DATA TO PROCESS.
PR #2488, opened 2019-08-08
[AMR Heatmap] Add realtime metadata update

lvreynoso:
# Description

Updates the heatmap in realtime when sample metadata is edited in the SampleDetailsMode sidebar.

# Tests

* No server side code changed
* For client side, go to Discovery View, select some samples and make an AMR heatmap. Click on a sample name to open up the sample details sidebar. Edit a metadata field and watch the magic happen.


app/assets/src/components/views/amr_heatmap/AMRHeatmapVis.jsx
```diff
@@ -41,16 +41,17 @@ export default class AMRHeatmapVis extends React.Component {
...
       this.heatmap === null
     ) {
       this.updateHeatmap();
     }
     if (
-      selectedMetadata !== prevState.selectedMetadata &&
-      this.heatmap !== null
+      this.heatmap !== null &&
+      (selectedMetadata !== prevState.selectedMetadata ||
+        lastDataUpdate !== prevProps.lastDataUpdate)
```
MarkAZhang: It's not React best-practice to pass a parameter that specifies whether another prop was updated. You should be able to tell by directly comparing the old and new props.

The code should read something like:
```
if (samplesWithAMRCounts !== prevProps.samplesWithAMRCounts) {
  // Re-process the data.
  this.processSampleData()
  // Update the heatmap with the new data.
  this.updateHeatmap()
}
```

If you try to do this code directly, you'll run into a gotcha though. The issue is that `processSampleData` does `setState({ sampleLabels })` and then `updateHeatmap` retrieves `sampleLabels` from `this.state`. This seems fine, but actually `setState` is asynchronous and doesn't run until after the current function is completely finished, so `updateHeatmap` will get the old version of `sampleLabels`. This is probably the worst gotcha of React. (congrats for building something sufficiently complex to encounter it!) 

You might be able to get away with doing a two-step thing in this case:
```
if (samplesWithAMRCounts !== prevProps.samplesWithAMRCounts) {
  // Re-process the data.
  this.processSampleData()
}

// This will then run in the NEXT componentDidUpdate.
if (sampleLabels !== prevState.sampleLabels || geneLabels !== prevState.geneLabels || alleleLabels !== prevState.geneLabels || alleleToGeneMap !== prevState.alleleToGeneMap) {
  // Update the heatmap with the new data.
  this.updateHeatmap()
}
```

Otherwise, you'd have to refactor the code a bit (we can talk this over in person if it comes to that).

It might seem like a lot of work for such a small change, but I think it's a sign that this code has gotten quite complex and might be due for a bit of re-organization.

You can also do `some(key => this.state[key] !== prevState[key], ["sampleLabels", "geneLabels", "alleleLabels", "alleleToGeneMap"])` if the above seems too repetitive.

lvreynoso: Thanks for pointing this out, I'll see what I can do!

lvreynoso: So I ended up just lifting the state to `AMRHeatmapView`, that way `AMRHeatmapVis` can just compare `sampleLabels` directly as a prop and update the heatmap if it changes. Not too bad.

lvreynoso:
Lifted the state from `AMRHeatmapVis` to `AMRHeatmapView` to solve the problem.

app/assets/src/components/views/amr_heatmap/AMRHeatmapView.jsx
```diff
@@ -327,6 +383,10 @@ export default class AMRHeatmapView extends React.Component {
         </p>
       );
     }
+    const [sampleLabels, geneLabels, alleleLabels] = this.extractLabels(
+      samplesWithAMRCounts
+    );
+    const alleleToGeneMap = this.mapAllelesToGenes(samplesWithAMRCounts);
```
MarkAZhang: Since you're calling these methods in the render function (which can potentially get called a lot), it might be good to memoize them. A memoized function will save the last value it returns, and if the next time it's called, the input parameters haven't changed, it will short-circuit and just return the last value again. 

We use `memoize-one` in`CoverageVizBottomSidebar` so you can see how it's used.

WHAT YOU NEED TO DO. Check each line of the entries above for the word "updateHeatmap". List the ones that have it.

FINAL ANSWER.
       this.updateHeatmap();
  this.updateHeatmap()
If you try to do this code directly, you'll run into a gotcha though. The issue is that `processSampleData` does `setState({ sampleLabels })` and then `updateHeatmap` retrieves `sampleLabels` from `this.state`. This seems fine, but actually `setState` is asynchronous and doesn't run until after the current function is completely finished, so `updateHeatmap` will get the old version of `sampleLabels`. This is probably the worst gotcha of React. (congrats for building something sufficiently complex to encounter it!) 
  this.updateHeatmap()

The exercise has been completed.